From a narrative perspective I might go for 9/11 not happening, but Iraq breaks into a civil war sometime later than '04 and the US intervenes with troops. But that's more because I think a Gore presidency with an Iraq War but no Afghan War would be an interesting subversion of expectations.
 
Also, note the 2000 Democratic platform said "In Iraq, we are committed to working with our international partners to keep Saddam Hussein boxed in, and we will work to see him out of power. Bill Clinton and Al Gore have stood up to Saddam Hussein time and time again. As President, Al Gore will not hesitate to use America's military might against Iraq when and where it is necessary."

I think there'd be a major elephant in the room - Gore was Clinton's VP. He'd been a major part (at least in theory) of the administration. There would be a strong suggestion that Gore should have known about OBL and certainly should have done something about him, which would probably make him a LOT more hawkish on both Afghanistan (on the grounds Clinton did nothing effective about it) and Iraq (on the grounds Clinton leaving Saddam in power encouraged OBL). Not a particularly fair observation, but the Republicans would be sure to make use of it.

Chris
 
I think there'd be a major elephant in the room - Gore was Clinton's VP. He'd been a major part (at least in theory) of the administration. There would be a strong suggestion that Gore should have known about OBL and certainly should have done something about him, which would probably make him a LOT more hawkish on both Afghanistan (on the grounds Clinton did nothing effective about it) and Iraq (on the grounds Clinton leaving Saddam in power encouraged OBL). Not a particularly fair observation, but the Republicans would be sure to make use of it.

Chris
That's an interesting point, I don't recall that being brought up in these discussions before.
 
From a narrative perspective I might go for 9/11 not happening, but Iraq breaks into a civil war sometime later than '04 and the US intervenes with troops. But that's more because I think a Gore presidency with an Iraq War but no Afghan War would be an interesting subversion of expectations.

It actually makes sense to have 9/11 be butterflied (for whatever reason), while having an Iraqi-sponsored terror group (since Saddam did fund them) successfully cause a massive casualty incident in the US. Another "Gore was Clinton's VP" point that Frank Harvey argues (and like all interpretations, this is subjective) is that the increasingly believing his own propaganda Saddam would think that because Clinton didn't do anything more than airstrikes, Gore wouldn't do anything more than airstrikes either.

Given 9/11 is a full year away from any POD at absolute minimum, and what we know about the Bush administration's mishandling of the intelligence leading up to it, there's pretty ample scope for it being butterflied tbh.
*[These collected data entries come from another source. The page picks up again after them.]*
PR #8780, opened 2026-08-15
native: read credit-pool fees from the vault

DaniiRix:
### Changes
- Credit-pool fees were capped at 100 LP tokens and missed protocol fees. The old adapter walked allLPTokens(0..99) and summed YieldDistributed, which:
   - silently dropped markets beyond index 99
   - ignored reserveFee, the vault's protocol cut
   - could silently lose fees on partial RPC failures

Now reads CreditVault's EpochUpdated events directly. They contain both fundingFee and reserveFee, removing the LP-token cap and booking reserveFee to protocol revenue.

### Verification
- pnpm test fees native 2026-07-29 passes all six chains, $5,504 matches published fees.
- X Layer and Robinhood currently have $0 fees but are configured for future activity.

### DIFF
--- a/fees/native.ts
+++ b/fees/native.ts
@@ -40,19 +40,27 @@ const configs: Record<string, any> = {
     ],
     start: '2025-07-09',
   },
+  [CHAIN.XLAYER]: {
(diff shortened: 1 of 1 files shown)


bheluga:
@DaniiRix thanks for the PR

PR #8793, opened 2026-08-16
llamalend-v2-curve: adapter reports zero, and lender interest is ~1000x too small

BhariGowda:
Two bugs in `fees/llamalend-v2-curve.ts` (added in #7575), the first hiding the second.

### 1. Every vault is filtered out, so the adapter publishes 0

The `NewVault` lookup filters on `event.blockNumber`:

```ts
})).filter((event: any) => Number(event.blockNumber) <= fromBlock);
```

`options.getLogs` defaults to `onlyArgs`, which returns the decoded args with no log metadata attached. So `event.blockNumber` is `undefined`, `Number(undefined)` is `NaN`, and `NaN <= fromBlock` is `false` for every event. `vaultCreatedEvents` comes out empty and the function takes its early return.

Confirmed by logging inside the adapter:

```
DEBUG raw NewVault events: 3   blockNumber of first: undefined
DEBUG after filter: 0
```

The markets are real: factory `0x5f94073e3f51c1fff92ffc6b4b06b7af193b3640` on optimism reports `market_count() == 3`. This matches what the API currently shows for Curve LlamaLend V2, which is 0 for both 24h and 7d.

Fixed by passing `entireLog: true` so the block number survives the decode, then mapping back to `log.args`.

### 2. Lender interest is scaled about 1000x too small

```ts
(Number(pricePerShareAfter) - Number(pricePerShareBefore)) * Number(assetsForInterest) / 1e18
```

This treats `pricePerShare` as 1e18-scaled. These vaults do not report it that way. Read on optimism:

| vault | pricePerShare | totalAssets | totalSupply |
| --- | --- | --- | --- |
| 0x638eF785 | 1001334640170175 | 280427312041212853408 | 280053540969365536269413 |
| 0xfF9a3085 | 1004300624981956 | 368400215738 | 366822647918414546252706973 |
| 0xaB504518 | 1003855547240926 | 349350859645 | 348009093006640769314500686 |

`totalSupply * pps / 1e18` reproduces `totalAssets` on the first vault to 9 significant figures, so `pps` is assets per share at 1e18 scale (about 1.003e15 here), not a 1e18-relative rate. Scaling the absolute delta by 1e18 therefore understates the result by a factor of `pps/1e18`, roughly one thousandth.

Multiplying a share-denominated delta by an asset-denominated total is also wrong independently of that, and breaks differently once share and asset decimals diverge, which they do on the two USDC vaults (18dp shares, 6dp asset).

Fixed by growing the pooled assets by the ratio instead, which is decimal free and needs no extra calls:

```ts
Number(assetsForInterest) * (Number(pricePerShareAfter) / Number(pricePerShareBefore) - 1)
```

### Result

With only the first fix the split was 14 fees against 0.13 supply side, an implied 99% admin cut. That is what pointed at the second bug. With both, on optimism for 2026-08-16: **0 -> 143 daily fees**, 129 supply side, 14 revenue, and revenue over fees is 9.8%, matching Curve's 10% admin fee on borrow interest.

Checked on four separate days. `dailyFees` equals supply side plus revenue exactly on each:

| date | fees | supply side | revenue | admin share |
| 2026-08-16 | 143 | 129 | 14 | 9.8% |
| 2026-08-13 | 106 | 96 | 11 | 10.4% |
| 2026-08-10 | 194 | 176 | 18 | 9.3% |
| 2026-08-05 | 63 | 57 | 6.06 | 9.6% |

### Not changed

The AMM swap fee path and `dailyVolume` are untouched. They read zero here only because these three markets have had no soft liquidations in the windows tested, so I could not exercise that path and did not want to change what I could not check.

### DIFF
--- a/fees/llamalend-v2-curve.ts
+++ b/fees/llamalend-v2-curve.ts
@@ -47,15 +47,13 @@ const fetch: FetchV2 = async (options: FetchOptions) => {
 
   const factory = LlamaLendV2Factories[options.chain];
   const fromBlock = await options.getFromBlock();
-  // entireLog so the block number survives the decode: getLogs defaults to
-  // onlyArgs, which returns the decoded args on their own, so event.blockNumber
-  // was undefined and Number(undefined) <= fromBlock dropped every vault.
   const vaultCreatedEvents = (await options.getLogs({
     eventAbi: EventNewVault,
     target: factory.address,
     fromBlock: factory.fromBlock,
     cacheInCloud: true,
     entireLog: true,
+    parseLog: true,
   }))
     .filter((log: any) => Number(log.blockNumber) <= fromBlock)
     .map((log: any) => log.args);
--- a/fees/llamalend-v2-curve.ts
+++ b/fees/llamalend-v2-curve.ts
@@ -47,12 +47,18 @@ const fetch: FetchV2 = async (options: FetchOptions) => {
 
   const factory = LlamaLendV2Factories[options.chain];
   const fromBlock = await options.getFromBlock();
+  // entireLog so the block number survives the decode: getLogs defaults to
+  // onlyArgs, which returns the decoded args on their own, so event.blockNumber
+  // was undefined and Number(undefined) <= fromBlock dropped every vault.
   const vaultCreatedEvents = (await options.getLogs({
     eventAbi: EventNewVault,
     target: factory.address,
     fromBlock: factory.fromBlock,
     cacheInCloud: true,
-  })).filter((event: any) => Number(event.blockNumber) <= fromBlock);
+    entireLog: true,
+  }))
+    .filter((log: any) => Number(log.blockNumber) <= fromBlock)
+    .map((log: any) => log.args);
   if (vaultCreatedEvents.length === 0) {
     return {
       dailyVolume,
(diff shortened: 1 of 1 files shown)


BhariGowda:
Thanks, taken the first one and pushed it.

**Opening assets as the interest base: fixed.** You are right that the fallback had a real window to fire in. On optimism at block 152707740, vault `0x638eF785` reports `totalAssets` 0 with `pricePerShare` already at 1e15, so a funding window would have applied the whole window's price move to deposits that landed part way through it. Dropped the fallback and used `totalAssetsBefore` only. `totalAssetsAfter` became unused so the `toApi` `totalAssets` multiCall went with it.

Published figures are unchanged on every day I tested, since all three markets were already funded at the open, so this is a hazard removal rather than a correction:

```
2026-08-16  143 = 129 + 14
2026-08-13  106 = 96 + 11
2026-08-10  194 = 176 + 18
2026-08-05   63 = 57 + 6.06
```

**Negative lender interest: I think this one is already handled, so I have left it.** Negative values are gated at the result level rather than per `add` call. `adapters/utils/runAdapter.ts:317`:

```ts
if (result[recordType] < 0 && !allowNegativeValue) throw new Error(`value is negative ${errorPartialString}`)
```

The adapter already sets `allowNegativeValue: true`, and that predates this PR, with the existing comment saying vault `pricePerShare` can decrease during market stress and produce negative lender accrual. There is no per-`add` `allowNegativeValue` option to pass at those two sites. So a falling share price flows through as negative supply side revenue, which is the intended behaviour for a lending vault that can realise a loss, and clamping it at zero would ratchet the totals upward instead.

Happy to be corrected if you meant something else by handling it explicitly.

BhariGowda:
@coderabbitai review

bheluga:
@BhariGowda thanks for the PR

Issue #8788, opened 2026-08-15
gmgn is missing doublecounted: $2.5B/30d of bot volume is inside the headline dex total (1.33%), every peer bot is flagged


0xshubhs:
`dexs/gmgnai` doesn't set `doublecounted`, and it's the largest trading bot on the site. Its **$2,516,265,594 of 30d volume is inside the headline DEX total**, on top of the same swaps already counted at the DEXs that actually executed them. All-time that's **$23,019,184,701**.

Every comparable protocol is flagged. GMGN is bigger than all of them.

## The flag really does gate the headline number

Checked rather than assumed, against `/overview/dexs` right now:

```
doublecounted protocols   60      $3,468,327,509
normal                  1248    $188,856,208,260
ALL                     1308    $192,324,535,770

overview total30d               $188,856,208,260
ALL minus doublecounted         $188,856,208,260   <- exact to the dollar
```

So anything not carrying the flag is added straight into the published total. GMGN is **1.33%** of it.

| | published | should be |
|---|---|---|
| dexs total30d | $188,856,208,260 | $186,339,942,666 |
| dexs total24h | $5,565,047,269 | $5,485,857,604 |

## Every Telegram Bot / Trading App with volume, and its flag

| 30d volume | doublecounted | protocol |
|---|---|---|
| **$2,516,265,594** | **false** | **GMGN** |
| $1,533,425,036 | true | Axiom |
| $751,501,379 | true | fomo Wallet |
| $273,236,536 | true | Terminal |
| $99,908,379 | true | Trojan |
| $41,934,294 | true | Photon |
| $17,484,974 | true | moonshot.money |
| $16,973,758 | true | BONKbot |
| $16,581,343 | true | Ave.ai |
| $16,140,092 | true | Banana Gun |
| $7,939,108 | true | SolTradingBot |
| $5,436,005 | true | BullX |
| $4,917,237 | false | o1.exchange Trading Terminal |
| $2,321,029 | true | Telemetry |
| $359,615 | true | Pepeboost |
| $3,247 | true | Unibot |
| $28 | false | DTrade |
| $3 | false | Priority |

16 of 18 are flagged. The unflagged ones are GMGN and three that are rounding errors ($4.9M, $28, $3). GMGN alone is 99.8% of the unflagged volume in these two categories.

## Why GMGN is double-counted

Not an inference from the category name — it's in this repo. `fees/gmgnai.ts` describes the business model:

[...]

PR #8800, opened 2026-08-16
o1-exchange: mark volume doublecounted, its a 1% terminal like gmgn

0xshubhs:
Follow-up to #8788 / #8789. Same class, much smaller: **$4,917,237/30d**.

o1.exchange is a trading terminal that takes a cut per trade, so its volume is the same swaps already counted at the DEXs that executed them. It's the last unflagged protocol of any size in the `Telegram Bot` / `Trading App` categories; after gmgn merged, the only others left are $28 and $3.

The adapter says it outright:

```
Volume: 'Total trading volume is calculated as fees multiplied by 100, since trading fees are 1% of the volume.'
Fees:   'User pays 1% fee on each trade'
```

and the fees themselves are measured as transfers into its fee-collector wallets, `to_owner = 'FUzZ2SPwLPAKaHubxQzRsk9K8dXb4YBMR6hTrYEMFFZc'` on solana, `0x1E493E7CF969FD7607A8ACe7198f6C02e5eF85A4` / `0xc98218Df72975EE1472919d2685e5BD215Baaad4` on base, `0x68AF11c8A93B373BA97217963878B097083726f0` on bnb. A 1% cut skimmed into a wallet is an interface fee; the trade happened elsewhere. Its three chains (solana, base, bsc) are all ones where DefiLlama already counts the underlying DEXs, and `/protocol/o1-exchange` has no tvl listing, so there are no o1 pools for the volume to have traded against.

Same scope as gmgn, dexs only, `fees/` untouched, since the 1% is genuinely o1's own revenue.

Can't run it locally (`DUNE_API_KEYS` not set) but this is a declarative flag that doesn't touch `prefetch`/`fetch`, so there's no number to verify. `tsc --noEmit` clean, same as master.

Still unchecked and deliberately not in this PR: the `Interface` category has four unflagged ones (Kreo, MetaMask Predictions, Polycule, Rainbow Predictions, ~$178k/24h combined) sitting next to the flagged Gate Predictions and Traderline Predictions. They look like the same thing but that category is mixed, so I'd rather verify each than sweep them in.

### DIFF
--- a/dexs/o1-exchange/index.ts
+++ b/dexs/o1-exchange/index.ts
@@ -115,6 +115,7 @@ const adapter: SimpleAdapter = {
   },
   isExpensiveAdapter: true,
   dependencies: [Dependencies.DUNE],
+  doublecounted: true,
 };
 
 export default adapter;


bheluga:
@0xshubhs thanks for the PR

PR #8801, opened 2026-08-16
nad-fun: keep V2 pair metadata out of the dust filter

### LINKED ISSUE #8629: nad.fun: filterPools dust filter drops V2 bonding-curve fees (revenue > fees)
@g1nt0ki Flagging a metrics inconsistency on the nad.fun adapter (`dexs/nad-fun.ts`) that started after #8061.

## Symptom

On the live API, `dailyRevenue` exceeds `dailyFees` on several days — which shouldn't be possible, since protocol revenue is a subset of fees.

| date | fees | revenue |
|---|---|---|
| 2026-07-31 | 285 | **409** |
| 2026-08-01 | 424 | **475** |
| 2026-08-05 | 520 | **1,102** |
| 2026-08-06 | 401 | **422** |

7d totals are `fees 3,110` vs `revenue 3,044`, i.e. supply-side revenue collapses to ~0, which is also wrong (creator fees and LP fees are a large share of nad.fun fees).

## Evidence

I ran the adapter locally with **only** the `filterPools` block removed from `getV2PairMetadata`, everything else identical:

**2026-08-05**

| metric | live API | local (filterPools removed) | |
|---|---|---|---|
| volume | 182,218 | 182,260 | match |
| fees | 520 | **2,370** | ~78% missing |
| revenue | 1,102 | 1,100 | match |

**2026-08-04**

| metric | live API | local (filterPools removed) | |
|---|---|---|---|
| volume | 12,955 | 12,880 | match |
| fees | 258 | **293** | ~12% missing |
| revenue | 124 | 124 | match |

Volume and revenue match almost exactly; **only fees diverge.** That asymmetry points straight at the fee path.

## Root cause

`getV2PairMetadata` filters pairs by pooled value ([dexs/nad-fun.ts#L406-L417](https://github.com/DefiLlama/dimension-adapters/blob/master/dexs/nad-fun.ts#L406-L417)):

```ts
const filteredPairs = await filterPools({ api, pairs: pairTokens, createBalances });
const keptPairs = pairs.filter((pair) => filteredPairs[pair] !== undefined);
...
return { pairs: keptPairs, pairMeta: keptPairMeta };
```

`filterPools` defaults to `minUSDValue = 200` (`helpers/uniswap.ts#L10`).

The problem is nad.fun-specific: **the `NadFunPair` is deployed at token creation, not at graduation.** `BondingCurve._create` calls `factory.createPair(token, quoteToken)` up front, but liquidity is only seeded when the token graduates. So **every token still on the bonding curve has a pair with 0 TVL**, and the $200 filter removes all of them.

That cascades into the fee loop (L579-L594):

```ts
const meta = pairMeta[log.pair.toLowerCase()];       // undefined for filtered-out pairs
const creatorRate = meta?.creatorFeeRate ?? 0;
const protocolRate = curveTradeTxs.has(rawLog.transactionHash)
  ? meta?.curveProtocolFeeRate ?? 0
  : meta?.dexProtocolFeeRate ?? 0;
const totalRate = creatorRate + protocolRate;
if (totalRate === 0) {
  return;                                            // entire Collect amount dropped from dailyFees
}
```

So the full `Collect` amount for every bonding-curve trade is silently dropped from `dailyFees`.

Meanwhile `dailyRevenue` is computed from raw quote-token `Transfer` logs to the protocol fee receiver (`addV2ProtocolTransfers`, L674+). That path does no pair lookup at all, so it is completely unaffected by the filter and still counts 100% of protocol revenue.

**Net effect: bonding-curve volume is counted, bonding-curve protocol revenue is counted, but bonding-curve fees are not — so revenue can exceed fees.**

Secondary effect: the swap-log query uses `targets: [...pairSet]` (L619), so LP fees and swap volume from graduated pools under $200 are dropped too.

## Proposed fix

Two options, happy to go either way:

**A. Drop `filterPools` from this adapter.** nad.fun pairs are all protocol-deployed through `NadFunFactory` and fee configs come from the protocol's own `FeeCollector`, so there is no permissionless-dust-pair problem that the filter protects against here. (For the swap-log query, `noTarget: true` + filtering by `pairSet` in-process avoids the large `targets` array.)

**B. Keep the filter, but scope it to swap volume only** — keep `pairMeta` complete for every pair so the `Collect` fee attribution always resolves, and apply the $200 threshold only where dust pools actually distort the DEX volume number.

I'd lean toward **A** for correctness, but if the filter was added for a reason I'm not seeing (RPC cost, dust noise from graduated pools), **B** keeps that intact. Could you let me know which you prefer? I'll open the PR either way.

BhariGowda:
Fixes #8629.

`getV2PairMetadata` runs the pair list through `filterPools` and returns only the survivors in **both** `pairs` and `pairMeta`. The $200 pooled-value floor is correct for `pairs`, which is only used as the target list for the Swap logs that drive volume. It is not correct for `pairMeta`, which the Collect loop reads for every pair it sees.

### Why nad.fun specifically

`NadFunPair` is deployed by `BondingCurve._create` at token creation, and only seeded with liquidity at graduation. A token still on the curve therefore has a pair holding nothing.

I sampled 14 pairs across the whole index range, from index 5 to index 1770 of 1779, and every one reports zero reserves. Checked `0xC43b3F281472E310d786F7fEfdB48DE27A8b5e4A` directly: `balanceOf` is 0 for both tokens and LP `totalSupply` is 0. So the filter is removing nearly the entire pair set, not a dust tail.

Those pairs still emit `Collect`. With no entry in `pairMeta` the rates fall through to `meta?.creatorFeeRate ?? 0` and the protocol equivalents, the `totalRate === 0` guard returns early, and that event's fees are discarded. Revenue does not come through this path, so it survives, and the published series ends up with revenue above fees:

```
2026-08-05   fees 520   revenue 1102
2026-08-06   fees 400   revenue  422
```

### The change

Keep `filterPools` gating `pairs`; return `pairMeta` unfiltered.

### Measurement

Same shell, `DISABLE_PULL_HOURLY=true`, 2026-08-05, only this change between the two runs:

| metric | before | after |
| --- | --- | --- |
| volume | 183.98k | 183.98k |
| fees | 522 | **2.42k** |
| revenue | 1.12k | 1.12k |
| supply side | 352 | **1.30k** |

Volume and revenue come out identical, which is the point: the dust filter still does its job on the volume path, and the revenue path is untouched. Only the fee legs move.

`dailyFees` now equals revenue plus supply side exactly (1.12k + 1.30k = 2.42k). Before, 1.12k + 352 did not add up to 522, which is what the issue was reporting.

Fee breakdown that reappears on this day: Protocol Fees 978, Creator Fees 1,027, LP Fees 225, Foundation Fees from LPs 92, Creators Fees from LPs 92.

### Relation to the reported fix

@bc1phugo tested removing `filterPools` altogether and measured 2,370 in fees for this day. This is the narrower version of that, landing at 2,420 while leaving volume filtered, so the dust pools stay out of the swap-log target list.

### DIFF
--- a/dexs/nad-fun.ts
+++ b/dexs/nad-fun.ts
@@ -401,20 +401,25 @@ async function getV2PairMetadata(options: FetchOptions) {
     };
   });
 
-  // Drop dust pairs: keep only those whose pooled token value clears the
-  // default filterPools threshold ($200), matching the uniswap-fork helpers.
+  // Drop dust pairs from the swap-log targets: keep only those whose pooled
+  // token value clears the default filterPools threshold ($200), matching the
+  // uniswap-fork helpers.
+  //
+  // The metadata map is deliberately NOT filtered. NadFunPair is deployed by
+  // BondingCurve._create at token creation and only seeded with liquidity at
+  // graduation, so every token still on the curve has a pair holding nothing.
+  // Those pairs still emit Collect, and the fee loop reads its rates out of
+  // this map: dropping them there leaves creatorFeeRate and the protocol rates
+  // at 0, which trips the `totalRate === 0` early return and discards the fees
+  // entirely while revenue, which does not come through here, still counts.
   const filteredPairs = await filterPools({
     api: options.api,
     pairs: pairTokens,
     createBalances: options.createBalances,
   });
   const keptPairs = pairs.filter((pair: string) => filteredPairs[pair] !== undefined);
-  const keptPairMeta: Record<string, V2PairMeta> = {};
-  keptPairs.forEach((pair: string) => {
-    keptPairMeta[pair] = pairMeta[pair];
-  });
 
-  return { pairs: keptPairs, pairMeta: keptPairMeta };
+  return { pairs: keptPairs, pairMeta };
 }
 
 async function getV2TokenQuoteMap(options: FetchOptions, tokens: string[]) {


bheluga:
@BhariGowda thanks for the PR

I don't really understand why it's this totally fixed event with just about everybody in AH.

There was an American football TL "The Dawg Pound Dynasty" that partially butterflied 9/11 in a kind of tasteless "for want of a nail" way in that one of the planes had football players who did what football players too often do on (causing a big, embarrassing incident through lack of self control, in this case over whether they could sit in first class or not), and thus was unable to take off in time. Another one collided in midair with another plane, and only the Pentagon one got through.
 
Given 9/11 is a full year away from any POD at absolute minimum, and what we know about the Bush administration's mishandling of the intelligence leading up to it, there's pretty ample scope for it being butterflied tbh. I don't really understand why it's this totally fixed event with just about everybody in AH.

There is, IIRC, considerable evidence the plan was being put together for years - the plans were laid, the defences were tested, the pilots were trained, (etc, etc). It may not come out the same way, but OBL will probably still try it barring a major change ordered by the Gore Administration.
 
It actually makes sense to have 9/11 be butterflied (for whatever reason), while having an Iraqi-sponsored terror group (since Saddam did fund them) successfully cause a massive casualty incident in the US. Another "Gore was Clinton's VP" point that Frank Harvey argues (and like all interpretations, this is subjective) is that the increasingly believing his own propaganda Saddam would think that because Clinton didn't do anything more than airstrikes, Gore wouldn't do anything more than airstrikes either.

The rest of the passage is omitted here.